I like GitHub Action, but:

  • some longer workflows (>5min) would merit faster runners.
  • running out of free minutes can get expensive pretty quick.

Current landscape:

  • official runners: great for simple jobs, but can be costly. Larger runners are both very costly and slow. Good concurrency for standard runners.

  • third-party runners (buildjet, warpbuild, ubicloud, etc.): support official images, but you have to trust 3rd-party (they’re not certified). Most of them only 50% cheaper, and/or slow as well. Not flexible in terms of hardware, image. Concurrency can be pricey / not available.

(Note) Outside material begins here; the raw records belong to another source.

Issue #25, opened 2022-12-31
Throw specialization errors if generic is not matched 


DaveDuck321:
```c++
typedef[T] s: i64;
typedef s<>: i32;
typedef s<int, int>: i32;
```
This is currently valid. We should ensure specializations take the same number of types as the definition.

DaveDuck321:
As of #111 we explicitly allow this in order to support parameter packs

DaveDuck321:
> As of https://github.com/DaveDuck321/GrapheneLang/pull/111 we explicitly allow this in order to support parameter packs

I no longer agree with my opinion here due to the following code:
```
typedef [T] Hello : {}
typedef [T] Hello<int> : {}

Hello<int> // Instantiates the first typedef
```

Did you spot the typo? The second `Hello` is actually of type `Hello<int, T>` due to its generic argument. This error is silent and difficult to detect.

We'll need to work out something for packed types tho.... Maybe we just don't allow packed types and instead, we use functions to instantiate them?

antroseco:
> > As of #111 we explicitly allow this in order to support parameter packs
> 
> I no longer agree with my opinion here due to the following code:
> 
> ```
> typedef [T] Hello : {}
> typedef [T] Hello<int> : {}
> 
> Hello<int> // Instantiates the first typedef
> ```
> 
> Did you spot the typo? The second `Hello` is actually of type `Hello<int, T>` due to its generic argument. This error is silent and difficult to detect.

Ngl that's what I thought would happen in this case, but I can see why this is confusing.

> We'll need to work out something for packed types tho.... Maybe we just don't allow packed types and instead use functions to instantiate them?

```
typedef [Ts...] Hello : {}
typedef Hello<int> : {}
typedef Hello<int, int> : {}
```

Maybe this should be allowed. It looks fine to me as long as you disallow any other definitions with generics like:

```
typedef [T] Hello<int> : {}
```

Actually, what if we enforce this syntax?

```
typedef [T] Hello<int, T> : {}
```

DaveDuck321:
> Actually, what if we enforce this syntax?

Ooo, yeah, this seems reasonable.

Let's say we ONLY automatically generate the default specialization if no specialization has been provided. Otherwise, we error if not all generic definitions are present in the specialization.

PR #118, opened 2023-09-08
Allow specializations with generic arguments

DaveDuck321:
This turns on partial-type specializations and adds some error messages. I give an example showing how the `Optional` type can be specialized to optimize optional references.

Also as suggested in #25 we now error when the specialization count is mismatched (see the issue for the reasoning behind my flip-flop).


codegen/type_resolution.py
```diff
@@ -1091,6 +1115,19 @@ def lookup_named_type(
                 f"typedef {prefix}{format_specialization(specialization)} : ...",
             )
 
+        example_candidate = self._unresolved_typedefs[prefix][0]
```
antroseco, line 1158: Is this guaranteed to exist?

tests/regressions/error_in_return_type.c3
```diff
@@ -1,8 +1,6 @@
 typedef [T] Span : {}
 
-// Hmm, the error is a bit misleading...
-// The overload resolution fails due to SFINAE not parameter count.. but this is
-// also kinda the point of SFINAE, if we fixed this `EnableIf` would break.
+// TODO: the line number still isn't right here
 function [T] foo : ()
     -> Span = {}
```
antroseco, line 5: I swear I fixed that in a previous commit, before your big refactor. I just added a separate try/catch block around the code that parses the return type, so that it would wrap the error with the return type's location info.

tests/generic_types/duplicate_type_specialization.c3
```diff
@@ -7,4 +7,4 @@ typedef MyType<u8> : int
 /// File *.c3', line 3, in 'typedef'
 /// Error: multiple definitions of type 'MyType<u8>':
 /// - typedef MyType<u8> : bool      (File '*.c3', line 3)
-/// - typedef MyType<u8> : bool      (File '*.c3', line 4)
+/// - typedef MyType<u8> : int       (File '*.c3', line 4)
```
antroseco, line 10: Oh damn... Can't believe I missed that

std/type_traits.c3
```diff
@@ -15,6 +15,9 @@ typedef Either<FalseType, FalseType> : FalseType
 typedef Not<TrueType> : FalseType
 typedef Not<FalseType> : TrueType
 
+typedef [U, V] AreEquivalent : FalseType
+typedef [V] AreEquivalent<V, V> : TrueType
```
antroseco, line 21: Finally!!! I've wanted this for ages

std/arithmetic.c3
```diff
@@ -15,12 +15,7 @@ typedef CommonArithmeticType<i32, i128> : i128
 typedef CommonArithmeticType<i64, i128> : i128
 
 typedef [U, V] ArithmeticCompareResult : TypeIf<bool, Both<IsIntegral<U>, IsIntegral<V>>>
-
-typedef HasTrivialAssignments<i8> : TrueType
-typedef HasTrivialAssignments<i16> : TrueType
-typedef HasTrivialAssignments<i32> : TrueType
-typedef HasTrivialAssignments<i64> : TrueType
-typedef HasTrivialAssignments<i128> : TrueType
+typedef [T] RegisterHasTrivialAssignments<Overwrite<T>> : TypeIf<TrueType, IsIntegral<T>>
```
antroseco, line 18: What's the purpose of `Overwrite`?

codegen/type_resolution.py
```diff
@@ -1038,12 +1040,27 @@ def select_function_with_least_implicit_conversion_cost(
...
+        for other in self._already_codegened[declaration.uuid]:
+            if (
+                do_specializations_match(other.specialization, signature.specialization)
+                and other.arguments == signature.arguments
+                and other.return_type == signature.return_type
+            ):
+                return  # Already codegened
+
+        self._already_codegened[declaration.uuid].append(signature)
+        self._remaining_to_codegen.append((declaration, signature))
```
antroseco, line 1055: Perhaps `_already_codegened` should be a set then

codegen/type_resolution.py
```diff
@@ -1038,12 +1040,27 @@ def select_function_with_least_implicit_conversion_cost(
...
+
     def lookup_function(
         self,
         name: str,
         given_specialization: list[SpecializationItem],
         args: list[TypedExpression] | list[Type],
-    ) -> FunctionSignature:
+        evaluated_context: bool,
```
antroseco, line 1062: Is this always `true`?

antroseco (approved):
Very cool!

codegen/type_resolution.py
DaveDuck321: Yup. The previous lines confirm that ```prefix in self._unresolved_typedefs```. Ofc the python type system implies `self._unresolved_typedefs` can be an empty list, but this never happens since we build `self._unresolved_typedefs` by appending typedefs.

tests/generic_types/duplicate_type_specialization.c3
DaveDuck321: :cry: me too. Noticing this would have saved a lot of debugging pain

codegen/type_resolution.py
DaveDuck321: Yeah, this would be a valid optimization. Atm it would be kinda annoying to freeze the signature and add the hashing/ equality comparisons so its linear complexity for now :upside_down_face:.

codegen/type_resolution.py
DaveDuck321: At the moment yes. It will only be false when we add something like `decltype`.

codegen/type_resolution.py
antroseco: Let's do it at some point though. Just changing `do_specializations_match()` to list equality is a 5.5% performance boost, if we do even fewer comparisons by caching hashes etc then it'll add up very quickly

codegen/type_resolution.py
antroseco: Oh I see

std/arithmetic.c3
DaveDuck321: Let's say we want to do something like this:
```c++
typedef [T] MyTypeTrait : FalseType // The default case
typedef [T] MyTypeTrait : TypeIf<TrueType, IsIntegral<T>>  // Integral types should all have `MyTypeTrait`
```
`MyTypeTrait<int>` fails with the error `'MyTypeTrait<int>' is ambiguous` since both typedefs pass SFINAE and have the same pattern matching cost.

`Override` (which I now think is a better name than `Overwrite`) gets around this issue by giving the default case a higher pattern maching cost than the specialized versions:
```c++
typedef [T] RegisterMyTypeTrait<Override<T>> : ... // Pattern match `T` in `Override<T>`
typedef [T] RegisterMyTypeTrait<T> : ...  // Pattern match `T` by itself
```

antroseco: Ahhh, nice. That makes sense

tests/regressions/error_in_return_type.c3
DaveDuck321: Yeah, this defo worked perfectly before the refactor.

I introduced this problem by allowing functions to sit around in an unresolved state. This allows us to resolve everything simultaneously but means that we only know about these errors after the program tries to resolve an exact function signature (by this point in time we've lost the exact line numbers).

I've made this much better (but not perfect) in e49243b608b8044df3c5ef6f5b52022b46815f21 by wrapping any errors with the line number of the function signature (note: in this example that means the line number is off-by-one).

antroseco: Right. We don't resolve inside `graphene_parser.py` anymore. I guess we'll have to start passing the tokens too.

  • (artisanal) self-hosted runners: tradeoff between cheap <> max concurrency, maintenance, potential leakage between workflows, security issue for public repos.

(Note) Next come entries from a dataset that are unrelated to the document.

PR #120, opened 2023-09-13
Add red-black trees to the standard library

antroseco:
Required for an efficient `map` container.

Insertion and search work, but we are missing ~~deletion and~~ the traversals.

### DIFF
--- a/src/glang/lib/std/rb_tree.c3
+++ b/src/glang/lib/std/rb_tree.c3
@@ -424,7 +424,7 @@ function [K] delete_impl : (self : RB_Tree<K>&, u : RB_Node<K>&) -> void = {
     if u.left:has_value() and u.right:has_value() {
         // u has two children.
         let v : RB_Node<K>& = &u.right:data():minmax(LEFT());
-        must_fix = v.colour == BLACK();
+        must_fix = (v.colour == BLACK());
         x = v.right;
 
         if &v != &u.right:data() {
--- a/src/glang/lib/std/rb_tree.c3
+++ b/src/glang/lib/std/rb_tree.c3
@@ -431,7 +431,7 @@ function [K] delete_impl : (self : RB_Tree<K>&, u : RB_Node<K>&) -> void = {
             // v doesn't have a left child, otherwise that child would be the
             // minimum. It might have a right child though, so replace v with
             // its right child before we move it around the tree. Set x_parent
-            // before the shift, as v might be an empty optional.
+            // before the shift, as the right child might be an empty optional.
             x_parent = v.parent;
             self:replace_node_with(&v, v.right);
 
--- a/src/glang/lib/std/rb_tree.c3
+++ b/src/glang/lib/std/rb_tree.c3
@@ -128,9 +128,9 @@ function [K, V] rotate : (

  • (productized) self-hosted runners with ARC: heavy, require some expertise with k8s, no official image, ~flexibility in terms of hardware. Relevant if using autoscaled pods, otherwise can be costly.

What I wanted

Core features

  • cheap!
  • fast hardware
  • 1-1 workflow compatibility with existing github actions
  • fast boot
  • infinite concurrency if I want to
  • on-premise, don’t want to share sensitive secrets with 3rd-party
  • good network throughput for all those downloads / uploads

Nice to have

  • fast caches
  • one-click fire and forget install
  • ability to use a specific base image, to preload software, precompilations, etc.

Solution

GitHub Webhook -> RunsOn -> EC2

Architecture

For now: no warm pool or clever shenanigans, stay with the most stupid thing that could work, and see how far that can go:

  • instances auto-terminate when job finishes, even if RunsOn app is down, so no risk of overage.
  • cloudwatch integration, for graphing consumed minutes (soon: cloudwatch monitoring for CPU/RAM usage).
  • huge: integrated S3 cache (with VPC S3 gateway, so free traffic) => UNLIMITED cache. Can also be used to cache docker layers.

Timings:

  • from GitHub to RunsOn receiving the webhook: 1-3s delay.
  • from RunsOn to Launching instance: ~5s (instance type selection, ami selection, runner registration with github).
  • From Launching to Starting: ~15s (boot, pull AMI, etc.)
  • From Starting to Accepting workflow job: ~10s (network, cloud-init, runner binary init + sync with github).

All-in: from 30 to 50s depending on underlying AWS load. Hard to improve upon, unless mix with warm pools of machine.

Other third-parties: anywhere from 10s (github) to multiple minutes (github!).